The response should consist of the data reproduced word for word.

(Collected data)
________________

PR #675, opened 2017-06-23
Use a scope to release the guard, much safer than manually releasing …

jwillemsen:
…the guard. Also reduce the number of exit points

    * dds/DCPS/transport/rtps_udp/RtpsUdpDataLink.cpp:

### DIFF
--- a/dds/DCPS/transport/rtps_udp/RtpsUdpDataLink.cpp
+++ b/dds/DCPS/transport/rtps_udp/RtpsUdpDataLink.cpp
@@ -240,13 +240,12 @@ RtpsUdpDataLink::get_locators(const RepoId& local_id,
   }
 
   const GUIDSeq_var peers = peer_ids(local_id);
-  if (!peers.ptr()) {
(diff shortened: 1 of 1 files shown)


mitza-oci:
I think the limited use of ``guard.release()`` is OK when it's just for the last action in the method.  It avoids unnecessarily complicating the method.  Same for single-exit-point style, it's unnecessarily complicating things.

jwillemsen:
Also the guard is safer in case exceptions occur

jwillemsen:
What about the risk of exceptions? Isn't the scope making sure that we always release the lock?

mitza-oci:
The general structure of these methods is:
```
void foo()
{
  Guard g(lock);
  action1();
  g.release();
  action2();
}
```
Where action1 requires the lock and action2 must be called without the lock.  What is the "risk of exceptions" here?  If action1 throws, the lock is released due to g's destructor.  If action2 throws, the lock is already released by design.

________________

* Solution for this task
PR #675, opened 2017-06-23
Use a scope to release the guard, much safer than manually releasing …

jwillemsen:
…the guard. Also reduce the number of exit points

    * dds/DCPS/transport/rtps_udp/RtpsUdpDataLink.cpp:

### DIFF
--- a/dds/DCPS/transport/rtps_udp/RtpsUdpDataLink.cpp
+++ b/dds/DCPS/transport/rtps_udp/RtpsUdpDataLink.cpp
@@ -240,13 +240,12 @@ RtpsUdpDataLink::get_locators(const RepoId& local_id,
   }
 
   const GUIDSeq_var peers = peer_ids(local_id);
-  if (!peers.ptr()) {
(diff shortened: 1 of 1 files shown)


mitza-oci:
I think the limited use of ``guard.release()`` is OK when it's just for the last action in the method.  It avoids unnecessarily complicating the method.  Same for single-exit-point style, it's unnecessarily complicating things.

jwillemsen:
Also the guard is safer in case exceptions occur

jwillemsen:
What about the risk of exceptions? Isn't the scope making sure that we always release the lock?

mitza-oci:
The general structure of these methods is:
```
void foo()
{
  Guard g(lock);
  action1();
  g.release();
  action2();
}
```
Where action1 requires the lock and action2 must be called without the lock.  What is the "risk of exceptions" here?  If action1 throws, the lock is released due to g's destructor.  If action2 throws, the lock is already released by design.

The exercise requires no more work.